Repeat the entries shown below with every word and mark intact.
──────── Data listing
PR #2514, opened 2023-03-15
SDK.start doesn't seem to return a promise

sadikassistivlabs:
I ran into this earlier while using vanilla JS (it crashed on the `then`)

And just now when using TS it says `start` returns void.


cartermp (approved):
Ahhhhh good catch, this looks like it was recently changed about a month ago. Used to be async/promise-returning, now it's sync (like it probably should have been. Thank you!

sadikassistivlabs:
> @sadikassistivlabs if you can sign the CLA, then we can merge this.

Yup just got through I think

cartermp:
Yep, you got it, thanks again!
────────────────
- [Answer to this problem]:
PR #2514, opened 2023-03-15
SDK.start doesn't seem to return a promise

sadikassistivlabs:
I ran into this earlier while using vanilla JS (it crashed on the `then`)

And just now when using TS it says `start` returns void.


cartermp (approved):
Ahhhhh good catch, this looks like it was recently changed about a month ago. Used to be async/promise-returning, now it's sync (like it probably should have been. Thank you!

sadikassistivlabs:
> @sadikassistivlabs if you can sign the CLA, then we can merge this.

Yup just got through I think

cartermp:
Yep, you got it, thanks again!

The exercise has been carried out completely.